Disneyland Paris Pride
- Type: Private
- Headquarters: Marne-la-Vallée, France
- Number of locations: Disneyland Park (2020) Walt Disney Studios Park (2019)
- Website: https://pride.disneylandparis.com

= Disneyland Paris Pride =

LGBTQ event at Disneyland Paris

The Disneyland Paris Pride party is the official LGBT pride celebration held annually at Disneyland Paris. Originally called Magical Pride Party, it is the first Disney-sponsored Gay Day at a Disney park. The party is usually held every first Saturday of June, similar to the Gay Days held in Walt Disney World and Disneyland.

==Events==

=== 2019 - Magical Pride ===
The inaugural party was held at the Walt Disney Studios Park on June 1, 2019 from 8:00 PM to 2:00 AM. The private party included access to select attractions, Disney Character Meet and Greets, a "Magical March of Diversity Parade", DJs, live music performances with "Karaoke Theatre Experiences", as well as themed photo locations.
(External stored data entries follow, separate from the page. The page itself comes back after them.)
PR #1471, opened 2026-07-24
Support disconnection of DC elements in the load flow

bperr:

No

Feature

The AC-DC load flow did not consider wheher DC terminals of elements were connected or disconnected.

Disconnnected elements are properly taken into account during load flow

- [ ] Yes
- [x] No

**Other information**:


docs/loadflow/loadflow.md
```diff
@@ -377,6 +378,8 @@ The voltage source converter is the link between AC and DC networks, it is linke
 DC buses at the other side.<br>
 Please note that converters with a second optional AC terminal are not supported by Open Load Flow.
 
+If a terminal of the converter is disconnected, the converter is not included in the load flow, and none of the equations below is added.
```
SGI-Landry, line 381: This will probably require a bit more details, e.g. whether an equation imposing I=0 is added, or what happens with losses and on the AC side.

src/main/java/com/powsybl/openloadflow/ac/equations/dcnetwork/OpenDcLineEquationTerm.java
```diff
@@ -0,0 +1,50 @@
...
+
+    @Override
+    public double der(Variable<AcVariableType> variable) {
+        Objects.requireNonNull(variable);
+        throw new IllegalStateException("Unknown variable: " + variable);
+    }
+
+    @Override
+    public String getName() {
+        return "dc_open";
```
SGI-Landry:
```suggestion
        return "dc_open_line";
```
?

src/test/java/com/powsybl/openloadflow/network/impl/LfNetworkLoaderImplTest.java
```diff
@@ -331,4 +333,56 @@ void testDiscardGeneratorsWithTargetPOutsideActiveLimitsFromVoltageControl() {
         assertEquals(LfGenerator.GeneratorControlType.OFF, generators.get(1).getGeneratorControlType());
         assertEquals(LfGenerator.GeneratorControlType.VOLTAGE, generators.get(2).getGeneratorControlType());
     }
+
+    @Test
+    void testDcBusWithDisconnectedDcGroundIsNotGrounded() {
```
SGI-Landry, line 338: I am a bit puzzled by these tests. What behavior are we testing here? Are you testing the interface or the implementation details? This is not clear to me, can we please discuss it?

src/test/java/com/powsybl/openloadflow/acdc/AcDcLoadFlowWithDisconnectionTest.java
```diff
@@ -0,0 +1,392 @@
...
+
+    @BeforeEach
+    void setUp() {
+        loadFlowRunner = new LoadFlow.Runner(new OpenLoadFlowProvider(commonTestConfig.matrixFactory()));
+        parameters = new LoadFlowParameters();
+        OpenLoadFlowParameters.create(parameters).setAcDcNetwork(true);
+    }
+
+    /**
+     * Verify the DC node voltage is coherent with the nominal voltage
```
SGI-Landry:
```suggestion
     * Verify the DC node voltage is consistent with the nominal voltage
```
But is this really needed? I would expect that you should know what values to expect precisely from your test cases, rather than test that the value is finite and "small enough".

src/test/java/com/powsybl/openloadflow/acdc/AcDcLoadFlowWithDisconnectionTest.java
```diff
@@ -0,0 +1,392 @@
...
+import org.junit.jupiter.params.provider.MethodSource;
+
+import java.util.List;
+import java.util.stream.Stream;
+
+import static java.lang.Math.abs;
+import static org.junit.jupiter.api.Assertions.*;
+
+/**
+ * @author Baptiste Perreyon {@literal <bapstiste.perreyon at supergrid-institute.com>}
```
SGI-Landry:
```suggestion
 * @author Baptiste Perreyon {@literal <baptiste.perreyon at supergrid-institute.com>}
```

src/test/java/com/powsybl/openloadflow/acdc/AcDcLoadFlowWithDisconnectionTest.java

Entertainment included Years & Years lead singer Olly Alexander, Boy George, and acts with significant LGBTQ fanbase like Corine and Sindykatz.
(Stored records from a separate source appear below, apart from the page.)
PR #128, opened 2020-10-25
Add support for 64-bit addresses and values

Disasm:


Disasm:
Note that the additional changes I made are mostly "fix everything that doesn't compile anymore" and I could have missed something.

src/svd/peripheral.rs
```diff
@@ -76,7 +76,7 @@ pub struct Peripheral {
 #[derive(Clone, Debug, Default, PartialEq)]
 pub struct PeripheralBuilder {
```
burrbull, line 77: Maybe it makes sense to parametrize structures with size: `PeripheralBuilder<U>` instead of replacing all u32 with u64?

Disasm: Hmm, looks like unnecessary complication, given that the size type is not something the user can change.

Disasm:
Rebased to fix conflicts and added support for 64-bit writeConstraint and enum values.

burrbull (approved):

therealprof (approved):
LGTM, too. Thanks.

bors r+

therealprof:
Oh crap... This is still on Travis CI. 🙄

PR #129, opened 2020-10-25
Minor fixes for error-messages & fields with odd bitRange

Rahix:
Hello!

I'm working with yet another broken SVD file and found a few rough edges while trying to convert it.  This PR contains 3 small improvements to error display (proper errors instead of panicking)  and a fix for fields that are 32 bits wide _and_ contain enumerated values:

=== 2020 onwards - Disneyland Paris Pride ===
The 2020 party was to be held at Disneyland Park on June 6, 2020 from 8:00 PM to 2:00 AM. This would have marked the first time a Disney-sponsored Pride celebration would have been held inside a Castle park. The event would have featured live performances, dance parties, a Disney lip-sync-along, the return of the "Magical March of Diversity Parade", Disney Character Meet and Greets, access to selected attractions, and many more. However, due to the COVID-19 pandemic, the 2020 Disneyland Paris Pride event was cancelled, with the next event taking place in June 2021.
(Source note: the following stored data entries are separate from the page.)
Issue #116, opened 2020-04-25
remove `unproven` flag


burrbull:
Encoding works fine as for me.

I think we should prove it and remove `unproven` option.

Alternative:
Split this crate on several like `svd-base`, `svd-parser`, `svd-encoder`, `svd-utils`, tests.

MarcoIeni:
> I think we should prove it and remove unproven option.

This means writing some tests, right? :)

In my project I added a test in which I test this library.
In the test I decode an xml, I encode it and then I decode it again.
The test asserts that the two decoded xml are equal.
Here is the test:
https://github.com/MarcoIeni/svdtools/blob/riir/tests/svd_parser.rs

Maybe we could start by writing a (integration?) test like this.

PR #131, opened 2020-12-26
Remove unproven

brainstorm:
Fixes https://github.com/rust-embedded/svd/issues/116

@MarcoIeni @burrbull Let's do what you suggest on https://github.com/rust-embedded/svd/issues/116, shall we? See the integration [test mostly borrowed from @MarcoIeni's `svd_parser`](https://github.com/rust-embedded/svd/pull/131/files#diff-eb771f54a1fdc1c330a82981d7d27d1202a5cbe3a59581ff67af5e3361f5f90e)

Getting the following error for now, ~seems like getting the same capitalization (and perhaps ordering?) might be challenging for integration testing purposes~... nope, it's just `<fields />` being empty,  I guess the SVD parser should tolerate that?:

```xml
    <peripheral>
           <name>RNG</name>
           <description>RNG register</description>
           <baseAddress>0x3FF20E44</baseAddress>
           <addressBlock>
                       <offset>0</offset>
                       <size>32</size>
                       <usage>RNG register</usage>
           </addressBlock>
           <registers>
                  <register>
                       <name>rng</name>
                       <fields />
                       <description>RNG register</description>
                       <addressOffset>0</addressOffset>
                       <size>32</size>
                       <access>read-only</access>
                      <resetValue>0</resetValue>
                   </register>
        </registers>
     </peripheral>
```

```rust
---- read_and_write stdout ----
thread 'read_and_write' panicked at 'Failed to parse the SVD file into Rust structs: In device `esp8266`

Caused by:
    0: In peripheral `RNG`
    1: In register `rng`
    2: Register have `fields` tag, but it is empty', tests/integration.rs:14:38
note: run with `RUST_BACKTRACE=1` environment variable to display a backtrace
```


brainstorm:
A couple of bits I've realized while thinking about this PR:

1) Ideally this integration testing should be run against https://github.com/posborne/cmsis-svd, to expose this parser to many ICs, even those not even supported by @rust-embedded, since they don't have HALs/PACs (yet)... if so, would it make sense to pull the repo via git submodules or other mechanisms are preferred? Perhaps this is already done somewhere else (in [svdtools](https://github.com/stm32-rs/svdtools/issues/9))?

2) I mentioned the introduction of a `lax` feature flag in https://github.com/rust-embedded/svd/pull/131/commits/e17cbae99667dcd9d681ecbb80313a64b02f477e ... I've seen the pros/cons mentioned in passing somewhere else, but it would be good to reference those discussions here and reach consensus to get it done for good?

tests/integration.rs
```diff
@@ -0,0 +1,54 @@
...
+    // Write (encode/serialize) SVD
+    let device_svd = svd::encode(&device).unwrap();
+
+    // Read and Write (deserialize) SVD again
+    let device_svd_deserialized = svd::encode(&svd::parse(&device_svd).unwrap()).unwrap();
+
+    assert_eq!(device_svd, device_svd_deserialized)
+}
+
+// fn diff_svds(orig: Path, dest: Path) -> Result<Diff> {
```
brainstorm, line 25: @MarcoIeni, Are you exploring https://github.com/MarcoIeni/delta for SVD diffing currently?

burrbull:
>     1. Ideally this integration testing should be run against https://github.com/posborne/cmsis-svd, to expose this parser to many ICs, even those not even supported by @rust-embedded, since they don't have HALs/PACs (yet)... if so, would it make sense to pull the repo via git submodules or other mechanisms are preferred? Perhaps this is already done somewhere else (in [svdtools](https://github.com/stm32-rs/svdtools/issues/9))? **EDIT:** CI seems to be thoroughly discussed on [stm32-rs/svdtools#6](https://github.com/stm32-rs/svdtools/issues/6)...  only for STM32 though.
> 

`cmsis-svd` is already connected via submodules. Or I don't understand question.

>     2. I mentioned the introduction of a `lax` (or `strict`) feature flag in [e17cbae](https://github.com/rust-embedded/svd/commit/e17cbae99667dcd9d681ecbb80313a64b02f477e) ... I've seen the pros/cons mentioned in passing somewhere else, but it would be good to reference those discussions here and reach consensus to get it done for good?

Yes, we need to add `strict` feature for several new checks.

brainstorm:
> 
> `cmsis-svd` is already connected via submodules. Or I don't understand question.


Ouch, my fault for not doing a `git clone --recursive` 🤦🏻  Thanks.


> > ```
> > 2. I mentioned the introduction of a `lax` (or `strict`) feature flag in [e17cbae](https://github.com/rust-embedded/svd/commit/e17cbae99667dcd9d681ecbb80313a64b02f477e) ... I've seen the pros/cons mentioned in passing somewhere else, but it would be good to reference those discussions here and reach consensus to get it done for good?
> > ```
> 
> Yes, we need to add `strict` feature for several new checks.
> CMSIS SVD specification says that some tags can absent, but can't be empty. So we should have such checks, but can hide them under feature.
> https://www.keil.com/pack/doc/CMSIS/SVD/html/elem_registers.html#elem_fields

Good, is that being worked on under some branch?

burrbull:
> Good, is that being worked on under some branch?

No, as I know.

You can see this also:
https://github.com/rust-embedded/svd2rust/pull/447

brainstorm:
Ah, good to see the integration tests there, I suspected this was not the right place to put those, thanks for the pointer. 

Shall I remove the integration test from here and you merge this PR with just the `unproven` flag removed or just close this PR?

tests/integration.rs
MarcoIeni: no, I did some work on delta just for fun, not svd related reasons :P

burrbull:
> Ah, good to see the integration tests there, I suspected this might not be the right place to put those, thanks for the pointer!
> 
> Shall I remove the integration test from here and you merge this PR with just the `unproven` flag removed or just close this PR and let you carry on? ;)

1 think 3 PRs should be here:
1) remove `unproven`
2) hide some checks under `strict`
3) add more tests

brainstorm:
Alright, backtracked on this PR so that it just fits point 1: remove unproven.

Cheers!

tests/bad_svd.rs
```diff
@@ -4,7 +4,7 @@ use svd_parser as svd;
 fn arm_sample_faulty() {
     let xml = include_str!(concat!(
         env!("CARGO_MANIFEST_DIR"),
-        "/tests/ARM_Sample_faulty.svd"
+        "/tests/data/ARM_Sample_faulty.svd"
```
MarcoIeni, line 7: you missed this I think

.gitignore
```diff
@@ -2,4 +2,3 @@
 [._]*.sw[a-p]
 Cargo.lock
 target
-tests/
```
MarcoIeni, line 5: is there a reason why `tests` directory was ignored?

brainstorm: 🤷🏻‍♂️ ... I guess that @burrbull was generating some files automatically and did not want to version them in the past? Can't see any reason to keep ignoring it TBH.

tests/bad_svd.rs
brainstorm: You mean reverting it as it was? I think that this structure is more intuitive (keep tests and data separate)... it's a minimal change and tests keep passing as they were anyway?:

```rust
$ cargo test
(...)
running 1 test
test arm_sample_faulty ... ok

test result: ok. 1 passed; 0 failed; 0 ignored; 0 measured; 0 filtered out
```

MarcoIeni: Sorry, I haven't seen you moved the file!

.gitignore
burrbull: It is not my repo initially :)

burrbull:
LGTM. Squash commits and modify changelog please.

MarcoIeni:
> Squash commits and modify changelog please.

Just out of curiosity. Why should he squash commits? You can select the option "Squash and merge" from github.

burrbull:
We use bors for tests and merging as I remember.

MarcoIeni:
you are right, thanks!

burrbull (approved):

burrbull:
Looks like `ci` is broken. We need to move it on Github Actions and update `cross`

MarcoIeni:
> Looks like `ci` is broken. We need to move it on Github Actions and update `cross`

See #132
I can do it!

ForsakenHarmony:
> We use bors for tests and merging as I remember.

You can configure bors to squash merge

MarcoIeni:
> You can configure bors to squash merge

Yes, but I don't remember where, therealprof told me that sometimes they prefer to keep commit history, so they don't want to squash and merge everytime.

The 2022 Disneyland Paris Pride event took place on 11 June 2022. The June 2023 event featured performances by Calum Scott and Jenifer The 2024 event held on 29 June included a festive parade float with Mickey, Minnie other Disney characters dressed up in Pride colours. For the first time, 2024 Pride was not a separately ticketed event, but rather part of general admission.

==Reactions==
Hugo Martin of the Los Angeles Times wrote that the event "marks a dramatic shift for the world's biggest theme park operator", noting that The Walt Disney Company has previously allowed independent groups to stage gay-themed events in its parks in the United States, Japan and China but never participated themselves. Nathan Tunnah, a travel consultant, stated that he believes that Disney taking over the LGBT celebration would bring more people from across Europe to them each year. Jacob Ogles of The Advocate expressed that the event signified another step in Disney's evolution of acceptance of their LGBT fans. Many conservative organisations which previously criticised Disney for their pro-LGBT actions stayed silent on the announcement.